Honest Tea’s Social Experiment – Are Americans Honest?

Over the last few weeks, U.S. cities have been running a live social experiment on the subject of honesty.  Honest Tea (and for this social experiment the word play of “Honesty”) has set up unmanned “tea booths” across cities including Boston, Chicago, Miami, Washington D.C., Philadelphia, Dallas, New York, and Los Angeles where consumers can pick up a bottle of Honest Tea by donating $1 into a plastic box.  There is supposedly a camera watching the unmanned tea booth, but no one would be there to stop the consumer from stealing a bottle if they decided to not pay (or slip in an IOU note, monopoly money, or put in $1 and take 3 bottles, etc).  So far the results (posted on the microsite www.TheNationalHonestyIndex.com) indicate that Boston citizens (99%) are the most honest while New York citizens (87%) are least honest.  The site also provide a camera link for each city the experiment is run, so you can watch to see if people are putting in a dollar when they grab a bottle.
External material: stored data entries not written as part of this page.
PR #2885, opened 2026-07-19
fix(claude-native): resolve the "sonnet_5" picker tier to claude-sonnet-5 on the subscription launch path

ykbryan:
## Summary

Selecting the **Sonnet 5** row in the claude-native model picker on a plain Anthropic subscription launches `claude --model sonnet_5` (and writes a `--settings` sidecar with `"model":"sonnet_5"`), and Claude Code exits with **`Model 'sonnet_5' not found`**.

Root cause: the picker sends the tier **key** as the session `model_override`. The family rows (`fable`/`opus`/`sonnet`/`haiku`) are real Claude Code CLI aliases and resolve natively, but `sonnet_5` is only the key for Claude Code's single custom `/model` slot (`ANTHROPIC_CUSTOM_MODEL_OPTION`), which is populated **only on the Databricks/ucode path**. On a subscription nothing populates it, so the bare key is not a valid `--model` value. The runner appends `("--model", <model_override>)` verbatim in `_build_claude_native_base_args`, and `augment_claude_args` mirrors that same `--model` value into the settings sidecar `"model"`, so both surfaces get `sonnet_5`. (Follow-up to #1981, which introduced the Sonnet 5 picker row.)

## Fix

Resolve the custom tier key to a concrete id at the runner seam (`_auto_create_claude_terminal`), **only when no ucode/workspace launch config resolved** (the subscription / Claude-own-login case):

- `omnigent/claude_native.py`: add `_CLAUDE_CUSTOM_TIER_FALLBACK_MODEL = "claude-sonnet-5"` and a small pure helper `resolve_claude_native_launch_model(model_override, *, has_ucode_config)`.
- `omnigent/runner/app.py`: wrap `session_model_override` with that helper before it becomes `--model`.

When a ucode/workspace config **is** present, the value is left byte-for-byte unchanged, so the Databricks path (concrete gateway id pinned via `ANTHROPIC_CUSTOM_MODEL_OPTION` from `~/.ucode/state.json` `claude_models["sonnet_5"]`) is untouched. Fixing `--model` also fixes the settings sidecar `"model"` because that value is derived from `--model` downstream in `augment_claude_args`. The frontend picker `id: "sonnet_5"` is intentionally left as-is — it is the stable key shared by `ucode_state.py`, `claude_native_forwarder._model_alias_for`, and the `ChatPage` row-highlight logic.

## Repro

1. Plain Anthropic subscription (Claude Code's own login; NOT a Databricks/ucode workspace).
2. New claude-native chat → model picker → **Sonnet 5**.
3. Session launches `claude --model sonnet_5 --settings '{…,"model":"sonnet_5"}'` → `Model 'sonnet_5' not found`.

Verified out-of-band: `claude --model claude-sonnet-5` works; `claude --model sonnet_5` fails; `claude --model sonnet|opus|haiku` work; exporting `ANTHROPIC_CUSTOM_MODEL_OPTION=claude-sonnet-5` does **not** make `--model sonnet_5` resolve.

## Adapting to current `main`

This branch is based on current `main` (`7da3263`). Two spots at the `app.py` seam have evolved since this fix was first drafted; both were adapted rather than applied verbatim so the diff stays minimal and matches today's code:

- The `from omnigent.claude_native import (...)` block no longer imports `ClaudeNativeUcodeConfig`; `resolve_claude_native_launch_model` is inserted in alphabetical order into the current block.
- `_build_claude_native_base_args(...)` now has a middle precedence term `or _claude_native_model_from_spec(agent_spec)` (agent-spec `executor.model` pin). Only `session_model_override` is wrapped with the resolver; the agent-spec term and the `claude_config.model` default are preserved, and the existing precedence comment is extended (not replaced) with the `sonnet_5` rationale.

## Tests

Adds a focused unit test `test_resolve_claude_native_launch_model_maps_custom_tier_on_subscription` in `tests/test_claude_native.py` covering `("sonnet_5", has_ucode_config=False) -> "claude-sonnet-5"`, `("sonnet_5", True) -> "sonnet_5"`, `("sonnet", False) -> "sonnet"`, and `(None, False) -> None`. Verified locally by executing the resolver in isolation; the full `pytest` suite was not run here because runtime deps are not installed in this environment.

## Demo

This is a **CLI-surface** fix (no dedicated UI screen of its own). The user-visible behaviour is the model that the claude-native launch path hands to `claude --model` when **Sonnet 5** is picked on a plain Anthropic subscription. Captured live:

**Before** — the picker sends the bare tier key, and Claude Code rejects it:

```console
$ claude --model sonnet_5 -p "say hi"
There's an issue with the selected model (sonnet_5). It may not exist or you
may not have access to it. Run --model to pick a different model.
```

**After** — the fix resolves `sonnet_5` to the concrete id on the subscription path, which launches cleanly:

```console
$ claude --model claude-sonnet-5 -p 'reply with exactly: OK'
OK
```

**Resolver behaviour** (`resolve_claude_native_launch_model`, run in isolation) — it remaps **only** the subscription case and leaves the ucode/Databricks path, native aliases, and the no-override case untouched:

```console
resolve('sonnet_5', has_ucode_config=False) -> 'claude-sonnet-5'   # subscription: remap
resolve('sonnet_5', has_ucode_config=True ) -> 'sonnet_5'          # ucode/databricks: untouched
resolve('sonnet',   has_ucode_config=False) -> 'sonnet'            # native alias: untouched
resolve(None,       has_ucode_config=False) -> None                # no override: untouched
```

## Type of change

- [x] Bug fix

## Reviewer note

Please confirm the **Databricks/ucode** path is unaffected: this change is gated on `claude_config is None`, so when a workspace config resolves, the `model_override` passed to `_build_claude_native_base_args` is identical to today. A user who configured an Anthropic **API-key provider** via `omnigent setup` would have `claude_config is not None` and would not get the remap; that path is out of scope for the reported subscription repro and could be a follow-up if desired.


ykbryan:

image

ykbryan:
Closing as superseded by #2831 ("[claude] Load Databricks models dynamically"), which landed the same fix on `main` with broader coverage.

`main` now has `resolve_claude_native_model_selection(model, claude_config)` in `omnigent/claude_native.py`, which resolves the `sonnet_5` picker key the same way this PR's `resolve_claude_native_launch_model` did — including the identical `claude-sonnet-5` fallback for the plain-subscription case. Verified against `main` @ `bf5b3c3a`:

```
resolve_claude_native_model_selection('sonnet_5', None)          -> 'claude-sonnet-5'
resolve_claude_native_model_selection('sonnet',   None)          -> 'sonnet'
resolve_claude_native_model_selection(None,       None)          -> None
resolve_claude_native_model_selection('sonnet_5', <ucode cfg>)   -> 'system.ai.claude-sonnet-5[1m]'
```

Two ways the landed version goes further than this branch:

- **Databricks/ucode path is also fixed.** This PR left `sonnet_5` unchanged whenever a launch config resolved, on the assumption that `ANTHROPIC_CUSTOM_MODEL_OPTION` makes the bare key resolve — but as this PR's own description notes, exporting that env var does *not* make `claude --model sonnet_5` resolve. `main` instead reads the concrete gateway id out of `claude_config.env`, falling back to the sonnet alias env and then `claude_config.model`.
- **Both seams are covered.** `main` applies the resolver at the launch path (`omnigent/runner/native/orchestration.py`, feeding `--model` and therefore the `--settings` sidecar `"model"` via `augment_claude_args`) *and* at the live `/model` switch handler in `omnigent/runner/app.py`, which this branch did not touch.

The merge conflicts here are structural rather than semantic, and not worth resolving on top of that:

- `omnigent/claude_native.py` — the new `_CLAUDE_CUSTOM_TIER_FALLBACK_MODEL` constant lands on the exact lines where `main` added `_CLAUDE_NATIVE_STATIC_MODEL_OPTIONS`.
- `omnigent/runner/app.py` — a ~6,300-line conflict block, because #3148 extracted native terminal orchestration into `omnigent/runner/native/orchestration.py` (`app.py` went 19,969 -> 9,880 lines). The target function `_auto_create_claude_terminal` no longer lives in `app.py` at all.

`tests/test_claude_native.py` passes on `main` (150 passed), including `test_sonnet_5_selection_resolves_to_the_configured_custom_model` and `test_removed_sonnet_5_selection_falls_back_to_routable_databricks_sonnet`.

One residual gap for a possible follow-up: `main` has no test pinning the subscription case (`claude_config=None -> "claude-sonnet-5"`), which is the exact repro reported here. Both existing tests pass a non-`None` config, so this bug's specific path is fixed but unguarded.

PR #2897, opened 2026-07-20
fix(idle): surface an idle-reaped runner as a calm paused state, not a crash

Tagar:
## Related issue

Part of #1528 (the §c friendly-messaging layer + the §b idle-exit sentinel). Leaving the issue open — the server-side disconnect guard (#2645) and auto-respawn (#2031) are tracked separately.

## Summary

When a session sits idle, the runner shuts itself down on its idle timeout. Nothing is lost — the transcript is server-side and replays on the next message — but the host could not distinguish that benign exit (code 0, no signal) from a crash, so it reported `host.runner_exited` and the server marked the session **`failed`** with a scary `runner process exited with code 0` + `--- runner log tail ---`. This makes an idle timeout **look like a crash**.

This threads a benign "paused" state end-to-end so an idle-reaped runner surfaces calmly:

- **Runner** exits with a dedicated `RUNNER_IDLE_EXIT_CODE` (75, `EX_TEMPFAIL`) **only** when the idle monitor triggers shutdown; signals / parent-death still exit 0.
- **Host** `_watch_runner` reports that code as `HostRunnerExitedFrame(idle=True)` with **no log tail** (the frame gains a back-compatible `idle` field; the parked-report queue preserves it across a reconnect flush). A real crash (any other exit code) keeps the full error + tail unchanged.
- **Server** `_on_runner_exited(idle=True)` publishes a new **`runner_idle_paused`** status instead of `failed`, and does not stash a crash cause.
- **Status plumbing:** `runner_idle_paused` is added to the `SessionStatusEvent` Literal, the `SESSION_LIVE_STATUS` enum codec (so the cross-replica live-status write isn't silently dropped), and the client + REPL turn-completion gates so the turn ends cleanly.
- **REPL** renders a dim *"Session paused after idle — reconnecting on your next message."* note (`fmt.muted`), never the red `ErrorBlock`.

A benign idle exit now surfaces as `runner_idle_paused`, **never `failed`**, so the web transcript doesn't render a red error block either (it eagerly renders on any `failed`). Auto-respawn on the next message already works for host-bound sessions via the existing relaunch path.

Design note: this uses a **dedicated exit code** rather than blanket `returncode == 0` suppression, so an idle exit is distinguishable from other clean exits (SIGTERM, parent-death). It composes with the in-flight host/server suppression PRs (#2698, #2645) rather than competing — see the discussion on #1528.

### ELI5

Before: you walk away, the assistant quietly goes to sleep, and when you look back the screen is covered in red "it crashed!" boxes — even though nothing broke. After: it just says, dimly, "paused after idle — I'll reconnect on your next message," and your next message picks up exactly where you left off.

```
runner idle timeout ──> exit 75 ──> host: HostRunnerExitedFrame(idle=True), no log tail
                                        │
                                        ▼
                       server: status = "runner_idle_paused"  (not "failed")
                                        │
                                        ▼
                       REPL: dim "Session paused after idle…"  (not a red ErrorBlock)
                                        │
                          next message ─┴─> existing relaunch path respawns + replays history
```

## Test Plan

`uv run --extra dev pytest` over the affected suites — all green:

- `tests/host/test_frames.py` — `idle` flag round-trips; a legacy peer that omits it decodes to `idle=False`.
- `tests/host/test_connect.py` — a runner exiting with code 75 reports `idle=True` with no log tail, while a crash (code 3) still carries the exit code + tail; the parked-exit reconnect flush preserves the flag.
- `tests/server/integration/test_hosts_api.py` — the `host.runner_exited` frame forwards `idle` to the callback (crash → `False`, idle → `True`).
- `tests/repl/test_sessions_chat_adapter.py` — `runner_idle_paused` renders a calm dim note and **not** the red error styling.

Also verified end-to-end headlessly: the frame round-trip, the `SessionStatusEvent` schema accepting `runner_idle_paused` (and rejecting garbage), and the `SESSION_LIVE_STATUS` codec encode/decode. `ruff check` + `ruff format` clean.

## Demo

Terminal REPL output on a benign idle timeout — **before** (the idle exit rendered as a red crash box) vs **after** (a calm dim note). Captured from the actual `RichBlockFormatter` / `_render_*` code paths:

**Before** — clean idle shutdown reported as a crash:
```
   ╭────────────────────────────────────────────────────────────────────╮
   │ runner process exited with code 0 (log on host:                     │
   │ ~/.omnigent/logs/runner/runner-ab12.log)                            │
   │ --- runner log tail ---                                             │
   │ [runner] Runner disconnected unexpectedly                           │
   │ Fatal error in message reader: Command failed with exit code -1     │
   ╰────────────────────────────────────────────────────────────────────╯
```
(rendered red, styled as an error `Panel`)

**After** — the same event as a calm, dim note (no red box, no log tail):
```
  Session paused after idle — reconnecting on your next message.
```
(rendered dim/muted; the next message relaunches the runner and replays history losslessly)

This is terminal text, not a web/UI surface — there is no screen to record; the two renderings above are the full visible change.

## Type of change

- [x] Bug fix
- [ ] Feature
- [ ] UI / frontend change
- [ ] Refactor / chore
- [ ] Docs
- [ ] Test / CI
- [ ] Breaking change

## Test coverage

- [ ] Not applicable

## Coverage notes

Manual verification: ran the affected suites plus a headless check of the frame round-trip, schema validation, and enum-codec persistence. A full live idle-reap → next-message respawn is best exercised by the in-process `tunnel_three_layer_stack` integration fixture; the auto-respawn half already has existing coverage and is unchanged here.

## Changelog

An idle-timed-out session now shows a calm "paused — reconnecting on your next message" note instead of a red crash error.


Tagar:
Updated the **Demo** section with a real before/after terminal capture (red crash box → dim `Session paused after idle…` note), rendered from the actual `RichBlockFormatter` / `_render_*` code paths — this is terminal text, not a web surface, so there's no screen to record. The `needs-demo` label predates that edit and should be clear now. CI is green (only Maintainer Approval pending).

The marketing campaign appears to be successful so far, with strong social integration and media impressions.    Social aspects include the ability to tune in on-line to the city of your choice, choosing the foundation that all the donations will go to, and the usual twitter/facebook/google+/e-mail/etc.

The campaign is sure to generate a lot of goodwill for Honest Tea, but will it bring in sales for the beverage, especially after the campaign and tea season (summer) ends?  So far, the translation to their bottom line is positive – almost all cities are seeing sales growth, ranging from strong double digit sales growth to modest single digits in others.  Depending on how long the campaign is run for, I might be able to watch this live in Boston or San Francisco when I make a visit later in the month.

Whether Honest Tea will carve out a stronghold in the category against larger manufacturers like Lipton, Nestea, or AriZona is a question for another day.  Though for a smaller player in the category, this is something that will certainly catch attention, generate buzz, and show that you understand how to reach your target market.